3) Now that your boil is rolling, start a timer and count 1h of boil. This point will be called zero minutes. Now add the 1oz of the Cascade hop pellets to the kettle and let it boil.

4) At 40 minutes into the boil, add the 1 tea spoon of the Irish moss

5) At 50 minutes into the boil, add the 1oz of the Saaz hop pellets. Also, remove the items that were soaking in the sanitizing solution and let then drip or dry. You don't necessarily need then completely dry in order to use then.

6) At 55 minutes into the boil and just 5 minutes from you timer to complete 1h, place your wort chiller inside the boiling wort. This will sterilize the chiller to avoid any contamination of the work.

7) At 1h into the boil, shut the heat off, connect the water to you chiller and start circulating the cold water thru the chiller as you stir the wort so you improve the colling efficiency. It will take about 20 to 30min to bring your wort from 212F down to 75F, which is your target temperature. Use your thermometer to track the temperature until you reach that mark. Try not to splash much wort when stirring to avoid oxygenation, at least until you reach 80F. Once you reach 75F, shut down the water and remove your chiller from the kettle. At this point, you wort is susceptible to any contamination, so be careful to not let anything that was not sanitized to get into contact with the wort.

8) Now stir the wort in circular motion to create a swirl and let it sit still for 10min. That will decant some of the solids which is always good to keep out of the fermenter.

9) Take a sample of the wort with the beer thief and fill your hydrometer. Take a measurement. Write that down as your OG or original gravity.

10) Transfer the wort to the fermenter trying to avoid the solids on the bottom.
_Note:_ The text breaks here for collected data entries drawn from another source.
PR #920, opened 2020-11-26
Announcements to state the page loaded

LeoniePeters:
Vue Announcer library:
- Using the Vue Announcer plugin 
- Adds an aria-live region to the top of the default template
- This makes screen readers announce a message: Title (page title) has loaded

Furthermore changes:
- After a route change focus is reset to an element just before the skip link
- Cookie Disclaimer is disabled instead of visually hidden after accepting cookies


layouts/default.vue
```diff
@@ -99,7 +106,12 @@
     },
 
     watch: {
-      '$i18n.locale': '$fetch'
+      '$i18n.locale': '$fetch',
+      $route() {
+        this.$nextTick(() => {
+          this.$refs.toppage.focus();
```
rwd, line 112: Shouldn't we be reusing the existing `#main` element here?

.env.example
```diff
@@ -85,5 +85,8 @@ ENABLE_ITEM_EMBED_CODE=1
 # Enable recommendations
 # ENABLE_RECOMMENDATIONS=0
 
+# Enable announcer on route changes
+ENABLE_ANNOUNCER=1
```
rwd, line 89: Rename this to `ENABLE_VUE_ANNOUNCER`.

Also, while this is a work-in-progress, in the example file it should disabled by default, i.e.:
```
# ENABLE_VUE_ANNOUNCER=0
```

rwd (changes requested):

layouts/default.vue
LeoniePeters: After a route change we should reset the focus to the container div so that the skip link is the first focused on element after a tab. That's how I wrote it now. There are also arguments to put it directly on the skip link, but in that case the skip link would be visible after each route change and that's undesirable for our visual users.

lbiedinger (changes requested):

layouts/default.vue
LeoniePeters: In the end Mirjam and I concluded there is not an ideal solution. We decided that adding an empty element right before the skip link would work best. Setting focus on a wrapper causes unwanted behavior for screen readers (read to much).

components/generic/CookieDisclaimer.vue
```diff
@@ -61,6 +63,10 @@
 
       if (status !== 'accepted') {
         this.isOpen = true;
+        this.accepted = false;
+      }
+      if (status === 'accepted') {
```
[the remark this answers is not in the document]
LeoniePeters: Turned it into the following to avoid negated condition.
```javascript
if (status === 'accepted') { 
    this.accepted = true; 
} else { 
    this.isOpen = true; 
    this.accepted = false; 
}
```

layouts/default.vue
```diff
@@ -1,8 +1,16 @@
 <template>
   <div>
     <client-only>
+      <VueAnnouncer
+        v-if="enableAnnouncer"
```
lbiedinger, line 5: since the announcer is always on this conditional and the data property can be removed.

layouts/default.vue
```diff
@@ -99,7 +108,19 @@
...
+      '$i18n.locale': '$fetch',
+      $route(to, from) {
+        this.$nextTick(() => {
+          if (to.path === from.path) {
+            // this.enableAnnouncer = false;
+          } else {
+            this.$refs.resetfocus.setAttribute('tabindex', '0');
+            this.$refs.resetfocus.focus();
+            this.enableAnnouncer = true;
+          }
```
lbiedinger, line 120: if enableAnnouncer isn't needed this can simply be:
```
          if (to.path !== from.path) {
            this.$refs.resetfocus.setAttribute('tabindex', '0');
            this.$refs.resetfocus.focus();
          }
```

tests/unit/layouts/default.spec.js
```diff
@@ -0,0 +1,41 @@
...
+
+const store = new Vuex.Store({
+  state: { breadcrumb: {} }
+});
+
+const factory = () => shallowMount(layout, { localVue,
+  store,
+  data() {
+    return {
+      enableAnnouncer: true
```
lbiedinger, line 20: this also won't be needed

lbiedinger (changes requested):

layouts/default.vue
LeoniePeters: This was a mistake. We do need to disable the announcer when the path stays the same (to prevent an announcement after each application of a search filter for example.
I commented it out to test something and then forgot to uncomment it. In the last commit I brought it back in.

lbiedinger (approved):

layouts/default.vue
```diff
@@ -99,7 +108,19 @@
     },
 
     watch: {
-      '$i18n.locale': '$fetch'
+      '$i18n.locale': '$fetch',
```
rwd, line 111: At present the announcement is always in English.

Let's make use of the fact that we are already here watching for locale changes, and in the `fetch` function, set the announcement text based on the user's locale, using [`$announcer.set`](https://vue-announcer-v2.surge.sh/guide/announcer.html#methods) on the VM, with messages from `$i18n`.

rwd (changes requested):

layouts/default.vue
LeoniePeters: The Vue Announcer also offers the [$announcer.setComplementRoute](https://vue-announcer-v2.surge.sh/guide/announcer-router.html#announcer-setcomplementroute-complementroute) method specifically for this case so I'm using that. 
complementRoute refers to the string that is appended to the page title in the announcements after route changes.

LeoniePeters: And I also call it on the mount method to have the translated value always. Otherwise it would only check for translations after the user changes de language.

layouts/default.vue
```diff
@@ -99,7 +109,23 @@
...
+            this.$refs.resetfocus.focus();
+            this.enableAnnouncer = true;
+          }
+        });
+      }
+
+    },
+
+    mounted() {
+      this.$announcer.setComplementRoute(this.$t('pageHasLoaded'));
```
rwd, line 128: This should not be necessary, because `fetch` is a Nuxt lifecycle function called when the page is first rendered, as well as by the watching of `$i18n.locale`

rwd (approved):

You can let it splash into the fermenter a bit so it gets oxygenated. That is important because the yeast likes a well oxygenated environment to start working on the sugars.

11) Once all the wort is in the fermenter, get the yeast ready to pitch. The bag should be well inflated, what tells you the yeast is healthy and active. Shake the bag well, open it and pitch into the fermenter. Using a sanitized funnel makes the pitching easier.

12) Place the stopper and airlock. Fill the airlock until the mark with water or vodka, close it and you are done for the first and more "complicated" stage of the brewing process. You now need to try to keep your fermenter at temperatures from 60 to 70F which is the most recommended for the Wyeast 1056. Some people move the fermenter around from one room to another, to the garage or basement in order to keep that temperature range. Another method is to set the fermenter in the bath tub with water so it better stabilize the fermentation temperature, even adding some ice when you live on a very hot climate.

The fermentation should start in 12 to 24h, sometimes 36h. You will know it started because you will see the airlock bubbling, foam forming on the surface and movement in the wort as CO2 is generated. At this point, just leave it and check daily. If it start to spill foam over thru the airlock, remove the airlock keeping the stopper, attach 3ft of a sanitized hose to the whole and the other end in a bucket with sanitizing solution next to the fermenter. That should fix the mess. :-)

After 5 to 7 days, the activity on the airlock will slow down until you count 1 bubble per minute or less. That indicates the yeast have pretty much consumed most of the sugars and that the fermentation is almost completed. You should then remove the stopper and take a sample of the beer using the beer thief, previously sanitized, and measure the sugar levels with your hydrometer. Repeat this test daily until you measure 3 times the same value which will be your FG or final gravity. White that down and now your know that the fermentation is completed and you are ready to bottle.